To learn more about why the procedure was effective for a subset of the patients, Tykodi and Dr. Hootie Warren examined immune cells known as T cells from the blood of the transplant recipients. In five of the eight patients, they detected T cells originating from the donor that reacted against the patient's own tissue. In the three patients who responded well to the treatment, some of these T cells were found to react against the tumor tissue.
Previous transplant studies with leukemia patients have found that even when patients and donors are carefully matched for the most important factors that control an individual's tissue type, many other subtle tissue-type differences exist between any two individuals — even siblings — except identical twins. These differences, which cause the donor immune cells to react against the patient, can have both positive and negative effects. When the reaction is against healthy patient tissue, it results in a sometimes severe complication called graft-vs.-host diseases (GVHD). When the reaction is against the cancer cells — known as graft-vs.-tumor effect — the transplant is often successful. Both reactions usually go hand in hand, such that patients who suffer from GVHD often reap the greatest benefits from the transplant. Two of the three renal-cell carcinoma patients who responded to the treatment also suffered from GVHD.

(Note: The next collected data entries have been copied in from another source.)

PR #3683, opened 2024-12-10
Dawn settings update 

katycobb:
### PR Summary: 

Our new dense UI makes the online store editor look and feel more like a pro tool, but the settings labels weren't built for this new interface. This is resulting in some too-long text which wraps and makes Dawn's settings look more crowded and tougher to scan than they should be.

This is also an opportunity to bring our settings content up to date based on our newest Polaris content uplift guidelines.

Fixes #0.

### Decision log

|---|---|---|---|---|
| 1 |   |   |   |   |

### Testing steps/scenarios

- [ ] Step 1

### Demo links

- [Editor](https://admin.shopify.com/store/os2-demo/themes/174516633622/editor)

### Checklist

### DIFF
--- a/locales/en.default.schema.json
+++ b/locales/en.default.schema.json
@@ -447,6 +447,9 @@
         },
         "change_slides_speed": {
           "label": "Change every"
+        },
+        "heading_utilities": {
+         "content": "Utilities"
         },           
         "show_social": {
           "label": "Social media icons",
--- a/locales/en.default.schema.json
+++ b/locales/en.default.schema.json
@@ -2447,7 +2447,7 @@
         },
         "show_rating": {
           "label": "Product rating",
-          "info": "An app is required for product ratings. [Learn more](https://help.shopify.com/manual/online-store/themes/theme-structure/page-types#search-results-section-settings)"
+          "info": "An app is required for product ratings. [Learn more](https://help.shopify.com/en/manual/online-store/themes/theme-structure/page-types/search-page)"
         },
         "header__1": {
           "content": "Product card"
@@ -2666,7 +2666,7 @@
           "options__9": {
             "label": "Bottom Right"
           },
-          "label": "Content position"
+          "label": "Position"
         },
         "color_scheme": {
           "info": "Visible when container displayed."
@@ -2686,6 +2686,9 @@
             "label": "Large"
           }
         },
+        "content_header": {
+          "content": "Content"
+        },        
         "desktop_content_alignment": {
           "options__1": {
             "label": "Left"
@@ -2696,7 +2699,7 @@
           "options__3": {
             "label": "Right"
           },
-          "label": "Content alignment"
+          "label": "Alignment"
         },
         "header": {
           "content": "Mobile layout"
@@ -2711,7 +2714,7 @@
           "options__3": {
             "label": "Right"
           },
-          "label": "Content alignment"
+          "label": "Alignment"
         },
         "show_text_below": {
           "label": "Stack text below image"
--- a/locales/en.default.schema.json
+++ b/locales/en.default.schema.json
@@ -694,11 +694,14 @@
         "layout_header": {
         "content": "Layout"
         },
+        "text_header": {
+        "content": "Text"
+        },        
         "blog": {
           "label": "Blog"
         },
         "post_limit": {
-          "label": "Posts"
+          "label": "Post count"
         }, 
         "columns_desktop": {
           "label": "Columns"
@@ -751,12 +754,15 @@
         },
         "header_collection": {
           "content": "Collection layout"
-        },        
+        },
+        "header_mobile": {
+        "content": "Mobile layout"
+        },                 
         "collection": {
           "label": "Collection"
         },
         "products_to_show": {
-          "label": "Products"
+          "label": "Product count"
         },
         "columns_desktop": {
           "label": "Columns"
@@ -812,7 +818,7 @@
           "label": "Quick add"
         },
         "columns_mobile": {
-          "label": "Columns (mobile)",
+          "label": "Columns",
           "options__1": {
             "label": "1"
           },
@@ -821,7 +827,7 @@
           }
         },
         "swipe_on_mobile": {
-          "label": "Carousel (mobile)"
+          "label": "Carousel"
         }
       },
       "presets": {
--- a/locales/en.default.schema.json
+++ b/locales/en.default.schema.json
@@ -2875,8 +2875,7 @@
           "options__3": {
             "label": "Right"
           },
-          "label": "Desktop content position",
-          "info": "Position is automatically optimized for mobile."
+          "label": "Content position"
         },
         "content_alignment": {
           "options__1": {
@@ -2891,7 +2890,7 @@
           "label": "Content alignment"
         },
         "full_width": {
-          "label": "Make section full width"
+          "label": "Full width"
         }
       },
       "blocks": {
--- a/locales/en.default.schema.json
+++ b/locales/en.default.schema.json
@@ -1895,7 +1895,7 @@
           "default": "Collections"
         },
         "sort": {
-          "label": "Sort collections by:",
+          "label": "Sort collections",
           "options__1": {
             "label": "Alphabetically, A-Z"
           },
@@ -1925,22 +1925,21 @@
           },
           "options__3": {
             "label": "Square"
-          },
-          "info": "Add images by editing your collections. [Learn more](https://help.shopify.com/manual/products/collections)"
+          }
         },
         "columns_desktop": {
-          "label": "Number of columns on desktop"
+          "label": "Columns"
         },
         "header_mobile": {
           "content": "Mobile Layout"
         },
         "columns_mobile": {
-          "label": "Number of columns on mobile",
+          "label": "Mobile columns",
           "options__1": {
-            "label": "1 column"
+            "label": "1"
           },
           "options__2": {
-            "label": "2 columns"
+            "label": "2"
           }
         }
       }
--- a/locales/en.default.schema.json
+++ b/locales/en.default.schema.json
@@ -2542,7 +2542,7 @@
           }
         },
         "columns_desktop": {
-          "label": "Number of columns on desktop"
+          "label": "Columns"
         },
         "column_alignment": {
           "label": "Column alignment",
@@ -2573,16 +2573,16 @@
           "content": "Mobile Layout"
         },
         "columns_mobile": {
-          "label": "Number of columns on mobile",
+          "label": "Columns",
           "options__1": {
-            "label": "1 column"
+            "label": "1"
           },
           "options__2": {
-            "label": "2 columns"
+            "label": "2"
           }
         },
         "swipe_on_mobile": {
-          "label": "Enable swipe on mobile"
+          "label": "Carousel"
         }
       },
       "blocks": {
--- a/locales/en.default.schema.json
+++ b/locales/en.default.schema.json
@@ -2453,8 +2453,17 @@
       "name": "Search results",
       "settings": {
         "columns_desktop": {
-          "label": "Number of columns on desktop"
+          "label": "Columns"
         },
+        "columns_mobile": {
+          "label": "Mobile columns",
+          "options__1": {
+            "label": "1 column"
+          },
+          "options__2": {
+            "label": "2 columns"
+          }
+        },        
         "image_ratio": {
           "label": "Image ratio",
           "options__1": {
@@ -2468,10 +2477,10 @@
           }
         },
         "show_secondary_image": {
-          "label": "Show second image on hover"
+          "label": "Second image on hover"
         },
         "show_vendor": {
-          "label": "Show vendor"
+          "label": "Vendor"
         },
         "show_rating": {
           "label": "Product rating",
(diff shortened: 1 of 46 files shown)


locales/en.default.schema.json
```diff
@@ -1385,8 +1390,7 @@
           "options__2": {
             "label": "Image second"
           },
-          "label": "Desktop image placement",
-          "info": "Image first is the default mobile layout."
```
Roi-Arthur, line 1389: This doesn't impact mobile at all; might still be worth mentioning it so that Merchants know to expect it?

locales/en.default.schema.json
```diff
@@ -1686,19 +1693,18 @@
               },
               "options__4": {
                 "label": "Large"
-              },
-              "info": "For best results, use an image with a 16:9 aspect ratio. [Learn more](https://help.shopify.com/manual/shopify-admin/productivity-tools/image-editor#understanding-image-aspect-ratio)"
```
Roi-Arthur, line 1690: Same comment as further up; could we maybe still mention needing to consider aspect ratio. "_Learn about aspect ratio to achieve best results_" or something?

locales/en.default.schema.json
```diff
@@ -2091,20 +2072,13 @@
             "text": {
               "label": "Text",
               "default": "Share"
-            },
-            "featured_image_info": {
-              "content": "If you include a link in social media posts, the page’s featured image will be shown as the preview image. [Learn more](https://help.shopify.com/manual/online-store/images/showing-social-media-thumbnail-images)."
-            },
-            "title_info": {
-              "content": "A store title and description are included with the preview image. [Learn more](https://help.shopify.com/manual/promoting-marketing/seo/adding-keywords#set-a-title-and-description-for-your-online-store)."
```
Roi-Arthur, line 2099: This seems like useful information to know and it's relevant where it appears?
image

locales/en.default.schema.json
```diff
@@ -2328,56 +2302,61 @@
...
+              "label": "Heading",
               "default": "Heading"
             }
           }
         }
       },
       "settings": {
         "header": {
-          "content": "Media",
-          "info": "Learn more about [media types.](https://help.shopify.com/manual/products/product-media)"
```
Roi-Arthur, line 2374: Any reason we're removing this? Seems relevant where it appears 
image

locales/en.default.schema.json
```diff
@@ -2469,8 +2445,17 @@
...
-          "label": "Number of columns on desktop"
+          "label": "Columns"
         },
+        "columns_mobile": {
+          "label": "Mobile columns",
+          "options__1": {
+            "label": "1 column"
+          },
+          "options__2": {
+            "label": "2 columns"
```
Roi-Arthur, line 2456: Should this align with other instances where we only use 1 / 2, like [line 1917](https://github.com/Shopify/dawn/pull/3683/files#diff-8634bdb8283e62e6df834e80736461b1c05b2d6d669fde29e2fe1b9b7e86ed87R1917)?

locales/en.default.schema.json
```diff
@@ -2727,8 +2699,7 @@
           },
           "options__4": {
             "label": "Large"
-          },
-          "info": "For best results, use an image with a 16:9 aspect ratio. [Learn more](https://help.shopify.com/manual/shopify-admin/productivity-tools/image-editor#understanding-image-aspect-ratio)"
```
Roi-Arthur, line 2731: Similar to previous comments about mentioning aspect ratio

locales/en.default.schema.json
```diff
@@ -2755,11 +2726,10 @@
           "options__3": {
             "label": "Right"
           },
-          "label": "Mobile content alignment"
+          "label": "Content alignment"
         },
         "show_text_below": {
-          "label": "Show content below image on mobile",
-          "info": "For best results, use an image with a 16:9 aspect ratio. [Learn more](https://help.shopify.com/manual/shopify-admin/productivity-tools/image-editor#understanding-image-aspect-ratio)"
```
Roi-Arthur, line 2762: Similar to previous comments about mentioning aspect ratio

locales/en.default.schema.json
```diff
@@ -1168,7 +1160,7 @@
           "content": "Mobile layout"
```
Roi-Arthur, line 1160: Other settings use "Mobile Layout" (double capital)

locales/en.default.schema.json
```diff
@@ -3111,20 +3083,21 @@
               "label": "Subheading",
               "default": "Tell your brand's story through images"
             },
+            "header_button": {
+            "content": "Button"      
+            },
             "button_label": {
-              "label": "Button label",
-              "info": "Leave the label blank to hide the button.",
```
Roi-Arthur, line 3116: Other similar mentions weren't removed (ex [L#1317](https://github.com/Shopify/dawn/pull/3683/files#diff-8634bdb8283e62e6df834e80736461b1c05b2d6d669fde29e2fe1b9b7e86ed87R1317)).
Should this stay?

locales/en.default.schema.json
```diff
@@ -290,58 +287,54 @@
...
+          "label": "Type",
           "drawer": {
             "label": "Drawer"
           },
           "page": {
             "label": "Page"
           },
           "notification": {
-            "label": "Popup notification"
+            "label": "Popup"
```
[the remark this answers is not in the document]
katycobb: I see what you mean - it almost feels like the "popup notification" should be a separate setting, conditional to choosing the page type. I'm not introducing any breaking changes for this settings cleanup, so I can file this one for a later update. For now I'll revert the change to at least keep the "notification" bit.

locales/en.default.schema.json
```diff
@@ -443,42 +436,41 @@
         "options__8": {
           "label": "Round"
         },
-        "label": "Image shape",
-        "info": "Standard-styled cards have no borders when an image shape is active."
```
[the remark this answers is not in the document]
katycobb: Thanks for the examples! I think what's bugging me here is the help text is describing two conditions set in different spots in your theme: Your card style needs to be "standard" (set in theme settings) AND you have to have applied an image shape, and only then your border (also controlled in theme settings: may or may not be particularly noticeable) is affected. I don't know if there's a simple/informative way of describing this: IMO the current text isn't particularly helpful. 

I'm thinking it's something that's easy enough to experiment with and see the result in the preview if all the conditions align.

locales/en.default.schema.json
```diff
@@ -737,7 +732,7 @@
           "label": "Description"
         },
         "show_description": {
-          "label": "Show collection description from the admin"
+          "label": "Collection description"
```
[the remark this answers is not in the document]
katycobb: received similar feedback from Kevin + addressed!

locales/en.default.schema.json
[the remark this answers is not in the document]
Roi-Arthur: Current text does leave something to be desired, yes; I think the fact that the settings are in different places is exactly why there should be a mention of it though, because otherwise it's kind of a guessing game.
Also makes me question whether we should have both settings together, with either both being global or both being at the section level.

locales/en.default.schema.json
```diff
@@ -443,42 +436,41 @@
...
-          "info": "To display your social media accounts, link them in your [theme settings](/editor?context=theme&category=social%20media)."
+          "content": "Social media",
+          "info": "Manage social accounts in [theme settings](/editor?context=theme&category=social%20media)"
         },
         "header__2": {
           "content": "Announcements"
         },
         "show_social": {
-          "label": "Show icons on desktop"
+          "label": "Icons"
```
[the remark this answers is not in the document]
katycobb: Hm looks like this is the case for the country/region selector and language selector too. I'll look at adding info text under the heading for all three.

locales/en.default.schema.json
```diff
@@ -530,7 +522,7 @@
           "label": "Heading"
         },
         "desktop_layout": {
-          "label": "Desktop layout",
+          "label": "Layout",
```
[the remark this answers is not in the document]
katycobb: Good point. I think the right fix here would actually be renaming the options to remove the directional reference and use "first" and "last" instead. I'll make a note to consider that in a followup.

locales/en.default.schema.json
```diff
@@ -1211,8 +1203,10 @@
           },
           "options__4": {
             "label": "Large"
+          }
           },
-          "info": "For best results, use an image with a 3:2 aspect ratio. [Learn more](https://help.shopify.com/manual/shopify-admin/productivity-tools/image-editor#understanding-image-aspect-ratio)"
```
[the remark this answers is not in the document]
katycobb: Really trying to embrace the newest content guidelines which encourage the barest minimum a merchant needs to know to complete the task at hand, and relying on them using sidekick/help center to find more info if needed.

locales/en.default.schema.json
katycobb: Again leaning into the "provide only what's necessary" content guidance. IMO this all sounds like pretty standard patterns when something is shared online so I think I'm comfortable removing it!

locales/en.default.schema.json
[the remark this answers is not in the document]
katycobb: Connected with Meli for a second UX opinion on this one - we'll remove the info text for now and add a bit more context to the help docs for this setting and the media border area of the theme settings docs.

locales/en.default.schema.json
katycobb: the principle we're trying to follow is: we will gracefully handle the mobile expression of all settings without needing to draw attention to it.

locales/en.default.schema.json
```diff
@@ -619,6 +608,9 @@
           "default": "Collections",
           "label": "Heading"
         },
+         "header_layout": {
+        "content": "Layout"
+        },
```
ludoboludo, line 613: We have many references to `Layout` across the file. There could be an opportunity in consolidating them like we do for `sections.all.padding` etc. 
But it's not something that needs to happen now, it will mess with the translations we're getting back and add some more wait time.

locales/en.default.schema.json
```diff
@@ -699,27 +691,33 @@
...
+          "label": "Post count"
+        }, 
         "columns_desktop": {
-          "label": "Number of columns on desktop"
+          "label": "Columns"
         },
         "show_view_all": {
-          "label": "Enable \"View all\" button if blog includes more blog posts than shown"
+          "label": "\"View all\" button",
+          "info": "Visible if blog has more posts than shown"
```
ludoboludo, line 711: Not too sure myself when it should end with a period or not.

locales/en.default.schema.json
```diff
@@ -751,17 +752,24 @@
...
+          "label": "Product count"
         },
         "columns_desktop": {
-          "label": "Number of columns on desktop"
+          "label": "Columns"
         },
         "show_view_all": {
-          "label": "Enable \"View all\" if collection has more products than shown"
+          "label": "\"View all\" button",
+          "info": "Visible if collection has more products than shown"
```
ludoboludo, line 772: Same here for the period or not.

ludoboludo (commented):
Looking good, just a few comments while we wait for the rest of the translations

locales/en.default.schema.json
```diff
@@ -178,11 +177,10 @@
       "name": "Typography",
       "settings": {
         "type_header_font": {
-          "label": "Font",
-          "info": "Selecting a different font can affect the speed of your store. [Learn more about system fonts.](https://help.shopify.com/manual/online-store/os/store-speed/improving-speed#fonts)"
+          "label": "Font"
```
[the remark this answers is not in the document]
katycobb: This info lives inside the font picker as well, which I think is actually the better placement since the merchant would have shown shown intent to change the font first 🙂

locales/en.default.schema.json
katycobb: Yes good call - it would make sense to unify it

locales/en.default.schema.json
katycobb: The new guidance is no period unless it's more than once sentence. So most of these won't have a period unless they're followed by a "Learn more" link.

locales/en.default.schema.json
```diff
@@ -443,42 +436,35 @@
...
           "label": "Change every"
         },
-        "header__1": {
-          "content": "Social media icons",
-          "info": "To display your social media accounts, link them in your [theme settings](/editor?context=theme&category=social%20media)."
-        },
-        "header__2": {
-          "content": "Announcements"
+        "heading_utilities": {
+         "content": "Utilities"
```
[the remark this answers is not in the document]
katycobb: Oop my bad! @tyleralsbury led me astray 😃. @ludoboludo if you're familiar with how to add translation notes to the code I'd love to pair on it if you have time.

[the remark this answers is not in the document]
ludoboludo: Actually it might just be not doable at present for us as JSON doesn't support comments 🤔 Maybe something ill bring to those folks and see what they say is best 😄

ludoboludo (approved):

Roi-Arthur (approved):
:ouioui:

bakura10:
We would love to migrate our themes to use a similar wording. Does Shopify has some guidelines on this?

katycobb:
Hi @bakura10, great to hear. I'll work on getting some guidelines up in the dev docs shortly.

Tykodi said that the key to improving the effectiveness of the mini-transplant for renal-cell carcinoma is to learn which differences between patient and donor are most important for the anti-tumor effect. Ultimately, patients and donors may be typed and matched according to achieve the most effective response.
In addition, the research team hopes to identify T cells that react uniquely against tumor cells and weakly or not at all against normal tissue. Once identified, these cells could be transfused into patients after the transplant to boost the procedure's effectiveness. In addition, these novel targets on tumors could be used to develop vaccines that could stimulate a patient's own immune response after transplant.